(GIVEN RECORDS begins)
PR #6597, opened 2026-06-24
Extract OpenAI prefill logic and add schema path validation

LionSR:
## Summary

This PR extracts the OpenAI-compatible output initialization and prefill logic into a reusable support module, and adds compile-time validation to ensure `CORE_SETTING_PATHS` stays synchronized with the `CoreSettings` schema.

### Changes

1. **Refactored `initializeOutputAndPrefill` in `ModelHandlerOpenAIResponse`**
   - Extracted the 75-line implementation into a new `initializeOpenAiCompatibleOutputAndPrefill` support function
   - Replaced direct file operations and message manipulation with dependency-injected callbacks (`appendPseudoPrefill`, `pushAssistantText`, `addContinue`)
   - This enables code reuse across OpenAI-compatible providers and improves testability

2. **Added compile-time schema path validation in `CoreSettingsSchema`**
   - Introduced TypeScript type-level helpers (`LeafPaths`, `IsRecord`, `AssertNever`) to enumerate all dotted leaf paths in the settings tree
   - Added `satisfies readonly LeafPaths<CoreSettings>[]` constraint to `CORE_SETTING_PATHS` to catch typos or renamed paths at build time
   - Added `_AssertCorePathsExhaustive` type assertion that fails the build if any schema leaf is missing from the paths list
   - Updated documentation to explain the dual compile-time guards and their purpose

## Issue acceptance gates

N/A (refactoring and internal validation improvement)

## Single source of truth

- **OpenAI prefill logic**: Now owned by `initializeOpenAiCompatibleOutputAndPrefill` in `src/agent/modelHandlers/support/openAiCompatiblePrefill.ts`
- **Core settings paths**: Validated against `CoreSettings` schema via type-level assertions in `src/shared/schemas/coreSettings.ts`

- **Removed**: 75 lines of duplicated prefill/output initialization logic from `ModelHandlerOpenAIResponse`
- **Added abstraction**: `initializeOpenAiCompatibleOutputAndPrefill` with dependency injection for message operations, enabling reuse across OpenAI-compatible providers without pass-through layers
- **Improved validation**: Eliminated silent failures in host typo-detection by adding build-time guards that ensure `CORE_SETTING_PATHS` stays in lockstep with schema changes

## Host impact

Extension: No functional change; refactored internal logic with same behavior.

Desktop: No functional change; refactored internal logic with same behavior.

CLI: No functional change; refactored internal logic with same behavior.

## Scheduled refactoring

None

## Validation

- Refactoring preserves existing behavior: same prefill logic, same message handling, same file operations
- Build-time type assertions ensure `CORE_SETTING_PATHS` cannot drift from schema without explicit update
- Existing tests for `initializeOutputAndPrefill` continue to pass (behavior unchanged)

https://claude.ai/code/session_01MXTjnJqbnyuVFvjGL449rC

---

> [!NOTE]
> **Low Risk**
> Behavior-preserving refactor plus schema-path typing; no auth, data, or API contract changes.
> 
> **Overview**
> **OpenAI Responses prefill** is delegated to `initializeOpenAiCompatibleOutputAndPrefill` in `openAiCompatiblePrefill.ts`. `ModelHandlerOpenAIResponse.initializeOutputAndPrefill` now only wires provider-specific callbacks (pseudo-prefill append, assistant message push, continuation prompt) instead of inlining file checks and message shaping. When resuming from an existing output file without an end tag, that path logs at **debug** instead of **warn**.
> 
> **Core settings** gains type-level `LeafPaths` helpers and two compile-time guards on `CORE_SETTING_PATHS`: `satisfies readonly LeafPaths<CoreSettings>[]` catches invalid or renamed paths, and `_AssertCorePathsExhaustive` fails the build if a new schema leaf is missing from the list—so host typo-detection key sets cannot drift silently.
> 
> <sup>Reviewed by [Cursor Bugbot](https://cursor.com/bugbot) for commit 6f65a4e6f8e0d8dfce314f0ee2660aa9e6d5fe35. Bugbot is set up for automated code reviews on this repo. Configure [here](https://www.cursor.com/dashboard/bugbot).</sup>

### DIFF
--- a/src/agent/modelHandlers/openai/modelHandlerOpenAIResponse.ts
+++ b/src/agent/modelHandlers/openai/modelHandlerOpenAIResponse.ts
@@ -44,10 +44,9 @@ import {
   getWebSocketEnabled,
   getUseOpenRouter,
 } from '@utils/config/providerConfig';
-import { flexibleFS } from '@utils/files/flexibleFS';
 import { toOpenAIReasoningEffort } from '../support/reasoningEffort';
 import { normalizeUsage } from '../support/UsageNormalizer';
-import { prepareExistingOutputContent } from '../utils/fileContentUtils';
+import { initializeOpenAiCompatibleOutputAndPrefill } from '../support/openAiCompatiblePrefill';
 import { tagOpenAISdkError } from './openAISdkError';
 import { withSdkErrorTag } from '../support/sdkErrorTagging';
 import {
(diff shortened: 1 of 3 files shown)


LionSR:
Thanks for the reviews. Consolidated response:

**1. `LeafPaths` robustness (optional groups) — fixed in f8663fc.**
Good catch on the soundness gap: `T[K] extends object` would let a future group declared `.optional()` without a default (`Group | undefined`) silently collapse to a single leaf key instead of failing the build. I hardened `LeafPaths` to apply `NonNullable` before the `extends object` test (with a comment documenting the assumption). It's a no-op for the current schema — every group uses `.prefault()` — so the derived path union is unchanged and the exhaustiveness guard still fires (verified: a planted typo still produces TS2820 + TS2344).

**2. Resume-path log level (`debug` → `warn`) — keeping `warn`, intentionally.**
This is a real delta, but the proposed fix (change `openAiCompatiblePrefill.ts:81` to `debug`) would do more than restore the old OpenAI-Responses behavior: that line lives in the **shared** helper that `modelHandlerOpenAI.ts` and `modelHandlerOpenRouterNative.ts` have used since before this PR, so both already `warn` on resume-from-partial. Switching it to `debug` would change *those two* handlers' behavior too — a new, broader change rather than a scoped revert. Routing OpenAI-Responses through the helper makes all three handlers consistent (which is the point of the dedup), so I've left it at `warn`.

The "preserves existing behavior" wording in the description should be read as *control-flow* preserving; the one observable delta is this handler's resume log moving `debug`→`warn` to match its siblings. If the team would rather this path be `debug` across **all** handlers, that's a deliberate one-line change to the shared helper — happy to do it as a follow-up if you'd prefer that direction; just say the word.

**3. Description nit:** as noted, `openAiCompatiblePrefill.ts` already existed (added by the prior OpenAI/OpenRouter dedup); this PR adds the **third** caller rather than creating it new.

**Typecheck:** root + extension + CLI `tsc --noEmit` are green locally, and the full model-handler vitest suite (216 tests) passes; CI's typecheck will confirm the guards compile.

---

LionSR:
Reversing my earlier call on the log severity — applied the fix in 6f65a4e.

On reflection the reviewers are right, and my "keep `warn` for consistency" reasoning had it backwards: the resume-from-partial path is a routine continuation, not an error, so `debug` is the correct level and consistency-*at-debug* beats consistency-at-warn. Two deciding facts:

- The original inline OpenAI-Responses code logged this at `debug` (confirmed at the pre-refactor `modelHandlerOpenAIResponse.ts`), so lowering the shared helper restores that severity and makes the PR's "preserves existing behavior" claim accurate for this handler.
- A `warn` on a normal resume is exactly the kind of thing that trips warning-based monitoring — a real downside, with no upside for a routine path.

So I changed `openAiCompatiblePrefill.ts:81` `warn` → `debug`. As the latest comment noted, this is in the shared helper, so it also corrects the level for the OpenAI Chat and OpenRouter callers. Verified: lint clean, and the prefill/Responses/OpenRouter vitest suites pass. This resolves the log-severity thread.

---

PR #6632, opened 2026-06-26
refactor: consolidate duplicate logic and use shared utilities

LionSR:
## Summary

Four behavior-preserving consolidations identified by an automated scan, re-based onto current `main`. No logic changes — only structural cleanup that removes duplicate field/block declarations.

### F9 — `historyViewMessages.ts`: make `HistoryIdMessageSchema` load-bearing

`HistoryIdMessageSchema` was exported as a base schema but none of its six siblings composed from it — they re-declared `historyId: z.string().min(1)` inline. All six now use `.extend()`, so the `historyId` contract has a single source of truth.

### F7 — `progressView/`: `StreamScopedBaseSchema` eliminates ~30 inline `stream` repeats

Defines `StreamScopedBaseSchema = z.object({ stream: StreamTabIdSchema })` once in `progressView/data.ts` and composes the qualifying inbound (21) and outbound (15) message schemas from it via `.extend()`, instead of copying the `stream` field verbatim. Schemas with special variants (`stream` as `.nullish()`, a `z.union([…])`, or a differently-named field such as `streamId`/`activeStream`) are deliberately left untouched. Re-targeted to the per-domain modules introduced by the schema-monolith split (`6ce0f4de8`).

### F6 — `applyStringReasoningToWorkspaceState`: remove a duplicated guard block

The identical guard-and-assign that sets thinking state was duplicated across the OpenAI and OpenRouter handlers. Extracted to a protected method on `ModelHandler`; both handlers call it.

### F2 — `shouldContinueOnLengthStop`: share OpenAI-family continuation logic

The identical continuation body was copied verbatim into both `ModelHandlerOpenAI` and `ModelHandlerOpenRouterNative`. Extracted to `shouldContinueOnLengthStop()` in `stopReasonUtils.ts` (which already owns related stop-reason predicates); both handlers delegate to it.

### Dropped during rebase — F10 (`WorkflowBaseSchema`)

The original scan also proposed an F10 `WorkflowBaseSchema` to share the housekeeping command base. `main` already implements that consolidation — and better — via `packages/extension/src/commands/housekeeping/fileOpSchemas.ts` (`FileOpParamsSchema` / `fileOpConfigFields`), which `cleanCommands.ts` and `packCommands.ts` already import. Adding `WorkflowBaseSchema` would have created a duplicate identical schema, so F10 was dropped; its intent is fully covered by the existing code.

---

Typecheck clean (only the known-preexisting `@openrouter/sdk` / `vscode-jsonrpc` module-resolution errors remain); 272 schema/handler tests pass.

### DIFF
--- a/src/agent/modelHandlers/ModelHandler.ts
+++ b/src/agent/modelHandlers/ModelHandler.ts
@@ -977,6 +977,20 @@ export abstract class ModelHandler<
     workspaceState?: AgentWorkspaceState,
   ): string | null;
 
+  /** Applies a single-string reasoning value to workspace thinking state.
+   *  No-op when workspaceState is absent or thinking was already recorded. */
+  protected applyStringReasoningToWorkspaceState(
+    reasoning: string,
+    workspaceState?: AgentWorkspaceState,
+  ): void {
+    if (workspaceState && !workspaceState.reasoning.thinkingAdded) {
+      workspaceState.reasoning.thinkingBlocks = [
+        { type: 'thinking', thinking: reasoning },
+      ];
+      workspaceState.reasoning.thinkingAdded = true;
+    }
+  }
+
   /**
    * Extracts tool-use information from provider responses.
    * @param responseObject The raw response object from the model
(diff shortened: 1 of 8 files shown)


LionSR:
Both bot reviews verified the four delivered consolidations (F9/F7/F6/F2) as behavior-preserving. The shared finding — F10 listed but absent — was correct: F10 was intentionally dropped during the rebase because `main` already implements that consolidation via `fileOpSchemas.ts` (`FileOpParamsSchema`). Updated the PR description to list only the four delivered changes and document why F10 was dropped.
(GIVEN RECORDS ends)
**THE PROBLEM**
Above are the records; repeat exactly the lines from the one holding "## Single source of truth" down to the one holding "- Refactoring preserves", end lines included.

**RESPONSE AREA**
## Single source of truth

- **OpenAI prefill logic**: Now owned by `initializeOpenAiCompatibleOutputAndPrefill` in `src/agent/modelHandlers/support/openAiCompatiblePrefill.ts`
- **Core settings paths**: Validated against `CoreSettings` schema via type-level assertions in `src/shared/schemas/coreSettings.ts`

- **Removed**: 75 lines of duplicated prefill/output initialization logic from `ModelHandlerOpenAIResponse`
- **Added abstraction**: `initializeOpenAiCompatibleOutputAndPrefill` with dependency injection for message operations, enabling reuse across OpenAI-compatible providers without pass-through layers
- **Improved validation**: Eliminated silent failures in host typo-detection by adding build-time guards that ensure `CORE_SETTING_PATHS` stays in lockstep with schema changes

## Host impact

Extension: No functional change; refactored internal logic with same behavior.

Desktop: No functional change; refactored internal logic with same behavior.

CLI: No functional change; refactored internal logic with same behavior.

## Scheduled refactoring

None

## Validation

- Refactoring preserves existing behavior: same prefill logic, same message handling, same file operations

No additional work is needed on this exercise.